[Start of section]

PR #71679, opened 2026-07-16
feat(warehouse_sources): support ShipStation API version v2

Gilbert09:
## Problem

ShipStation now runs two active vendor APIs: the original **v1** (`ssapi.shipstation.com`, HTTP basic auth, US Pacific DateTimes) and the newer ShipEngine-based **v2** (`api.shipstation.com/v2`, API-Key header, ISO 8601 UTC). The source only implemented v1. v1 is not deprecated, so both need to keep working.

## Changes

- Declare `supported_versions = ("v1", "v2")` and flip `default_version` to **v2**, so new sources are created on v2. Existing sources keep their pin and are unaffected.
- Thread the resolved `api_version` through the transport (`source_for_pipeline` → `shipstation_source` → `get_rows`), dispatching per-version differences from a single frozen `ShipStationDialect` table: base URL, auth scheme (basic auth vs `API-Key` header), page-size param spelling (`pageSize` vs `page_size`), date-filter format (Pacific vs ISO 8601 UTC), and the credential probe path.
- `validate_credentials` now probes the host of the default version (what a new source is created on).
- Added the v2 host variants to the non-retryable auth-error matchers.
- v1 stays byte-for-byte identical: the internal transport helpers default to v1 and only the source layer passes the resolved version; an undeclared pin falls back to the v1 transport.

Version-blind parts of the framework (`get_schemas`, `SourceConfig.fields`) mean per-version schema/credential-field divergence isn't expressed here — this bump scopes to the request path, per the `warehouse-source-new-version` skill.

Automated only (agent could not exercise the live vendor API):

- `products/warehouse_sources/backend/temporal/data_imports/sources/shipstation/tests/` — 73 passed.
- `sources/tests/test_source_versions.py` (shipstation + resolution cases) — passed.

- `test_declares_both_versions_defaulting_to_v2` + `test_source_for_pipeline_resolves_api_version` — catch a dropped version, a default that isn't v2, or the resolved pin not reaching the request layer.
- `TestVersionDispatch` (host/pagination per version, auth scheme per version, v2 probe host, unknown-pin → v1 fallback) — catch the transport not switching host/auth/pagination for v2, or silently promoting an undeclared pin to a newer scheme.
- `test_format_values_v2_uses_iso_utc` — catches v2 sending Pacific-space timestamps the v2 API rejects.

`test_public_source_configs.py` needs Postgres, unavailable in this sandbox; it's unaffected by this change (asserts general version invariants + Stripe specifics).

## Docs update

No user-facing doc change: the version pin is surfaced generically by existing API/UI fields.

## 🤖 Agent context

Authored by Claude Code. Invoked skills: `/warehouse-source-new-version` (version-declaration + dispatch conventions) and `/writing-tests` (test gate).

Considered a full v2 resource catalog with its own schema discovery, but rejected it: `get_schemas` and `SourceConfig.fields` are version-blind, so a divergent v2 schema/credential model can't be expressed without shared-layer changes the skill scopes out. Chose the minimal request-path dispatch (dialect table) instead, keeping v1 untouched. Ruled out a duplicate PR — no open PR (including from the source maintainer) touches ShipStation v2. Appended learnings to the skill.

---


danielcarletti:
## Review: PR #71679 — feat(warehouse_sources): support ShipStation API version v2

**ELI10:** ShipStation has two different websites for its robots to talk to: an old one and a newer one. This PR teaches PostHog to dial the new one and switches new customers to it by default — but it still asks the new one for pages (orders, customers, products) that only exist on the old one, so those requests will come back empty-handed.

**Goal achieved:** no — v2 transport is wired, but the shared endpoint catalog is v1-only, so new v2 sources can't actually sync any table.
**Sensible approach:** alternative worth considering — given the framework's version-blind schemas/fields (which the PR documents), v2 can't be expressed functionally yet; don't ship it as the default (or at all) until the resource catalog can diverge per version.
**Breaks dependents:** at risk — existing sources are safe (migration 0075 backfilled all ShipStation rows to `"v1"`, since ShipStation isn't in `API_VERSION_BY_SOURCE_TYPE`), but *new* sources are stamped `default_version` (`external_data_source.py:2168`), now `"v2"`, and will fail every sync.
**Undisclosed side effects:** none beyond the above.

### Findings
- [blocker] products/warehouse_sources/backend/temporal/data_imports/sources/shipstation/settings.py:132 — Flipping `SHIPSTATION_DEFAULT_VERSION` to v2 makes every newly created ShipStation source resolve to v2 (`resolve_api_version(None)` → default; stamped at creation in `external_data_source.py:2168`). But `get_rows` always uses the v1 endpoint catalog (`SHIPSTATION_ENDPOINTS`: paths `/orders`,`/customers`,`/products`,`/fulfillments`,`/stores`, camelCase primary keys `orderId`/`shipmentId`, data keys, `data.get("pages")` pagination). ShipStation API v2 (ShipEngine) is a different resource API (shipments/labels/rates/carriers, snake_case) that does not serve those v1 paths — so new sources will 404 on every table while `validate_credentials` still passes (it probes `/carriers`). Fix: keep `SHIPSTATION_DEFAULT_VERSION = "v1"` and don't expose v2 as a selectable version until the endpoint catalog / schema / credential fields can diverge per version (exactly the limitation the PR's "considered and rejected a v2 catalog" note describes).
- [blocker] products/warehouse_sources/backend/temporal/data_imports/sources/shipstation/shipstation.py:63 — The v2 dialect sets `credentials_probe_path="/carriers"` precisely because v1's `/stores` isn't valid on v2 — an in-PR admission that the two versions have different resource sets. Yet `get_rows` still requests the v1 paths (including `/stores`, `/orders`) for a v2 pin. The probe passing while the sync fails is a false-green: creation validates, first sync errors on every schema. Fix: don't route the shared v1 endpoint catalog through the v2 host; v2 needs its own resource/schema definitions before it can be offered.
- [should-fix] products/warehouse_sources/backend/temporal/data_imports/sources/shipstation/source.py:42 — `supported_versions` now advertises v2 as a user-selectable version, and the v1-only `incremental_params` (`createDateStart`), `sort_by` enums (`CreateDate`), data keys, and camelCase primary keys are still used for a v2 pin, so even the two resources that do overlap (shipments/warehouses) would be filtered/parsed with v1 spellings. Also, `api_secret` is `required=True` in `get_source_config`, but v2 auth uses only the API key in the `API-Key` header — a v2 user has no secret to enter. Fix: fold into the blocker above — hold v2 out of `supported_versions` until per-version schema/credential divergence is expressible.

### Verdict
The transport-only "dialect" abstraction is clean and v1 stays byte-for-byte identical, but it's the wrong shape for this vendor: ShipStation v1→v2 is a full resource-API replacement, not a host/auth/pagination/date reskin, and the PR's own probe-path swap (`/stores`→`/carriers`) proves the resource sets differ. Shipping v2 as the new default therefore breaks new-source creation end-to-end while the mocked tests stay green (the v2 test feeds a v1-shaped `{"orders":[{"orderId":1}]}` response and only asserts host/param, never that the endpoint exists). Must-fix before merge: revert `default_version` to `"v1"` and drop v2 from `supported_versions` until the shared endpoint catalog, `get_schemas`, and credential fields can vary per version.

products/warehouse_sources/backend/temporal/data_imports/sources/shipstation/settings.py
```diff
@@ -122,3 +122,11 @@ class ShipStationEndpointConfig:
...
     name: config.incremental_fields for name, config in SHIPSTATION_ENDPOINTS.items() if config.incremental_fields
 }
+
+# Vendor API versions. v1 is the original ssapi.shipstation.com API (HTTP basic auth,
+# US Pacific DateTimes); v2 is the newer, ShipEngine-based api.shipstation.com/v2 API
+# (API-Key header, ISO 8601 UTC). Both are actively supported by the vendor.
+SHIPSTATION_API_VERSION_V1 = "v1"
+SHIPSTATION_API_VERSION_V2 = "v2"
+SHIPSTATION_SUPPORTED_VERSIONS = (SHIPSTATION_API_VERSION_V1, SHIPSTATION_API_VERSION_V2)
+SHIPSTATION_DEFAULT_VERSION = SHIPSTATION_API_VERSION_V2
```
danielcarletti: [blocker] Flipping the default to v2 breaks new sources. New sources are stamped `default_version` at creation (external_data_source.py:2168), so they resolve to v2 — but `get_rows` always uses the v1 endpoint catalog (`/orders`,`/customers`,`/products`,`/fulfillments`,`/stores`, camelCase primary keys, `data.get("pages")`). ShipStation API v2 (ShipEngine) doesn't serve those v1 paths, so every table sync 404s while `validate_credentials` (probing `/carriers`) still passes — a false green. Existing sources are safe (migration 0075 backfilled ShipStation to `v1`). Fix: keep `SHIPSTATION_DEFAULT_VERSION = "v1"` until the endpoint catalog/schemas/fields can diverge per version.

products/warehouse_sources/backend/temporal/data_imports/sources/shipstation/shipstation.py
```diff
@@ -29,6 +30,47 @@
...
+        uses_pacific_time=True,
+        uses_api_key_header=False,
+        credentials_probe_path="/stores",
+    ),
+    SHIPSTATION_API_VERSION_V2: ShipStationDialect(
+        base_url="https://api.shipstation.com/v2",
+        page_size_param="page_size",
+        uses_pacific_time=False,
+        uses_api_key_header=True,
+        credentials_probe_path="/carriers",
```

[End of section]

Problem —
Extract from the listing above the lines between the line containing "the request layer." and the line containing "v2 API rejects.", keeping both of those lines. Output nothing else.

Result —
- `test_declares_both_versions_defaulting_to_v2` + `test_source_for_pipeline_resolves_api_version` — catch a dropped version, a default that isn't v2, or the resolved pin not reaching the request layer.
- `TestVersionDispatch` (host/pagination per version, auth scheme per version, v2 probe host, unknown-pin → v1 fallback) — catch the transport not switching host/auth/pagination for v2, or silently promoting an undeclared pin to a newer scheme.
- `test_format_values_v2_uses_iso_utc` — catches v2 sending Pacific-space timestamps the v2 API rejects.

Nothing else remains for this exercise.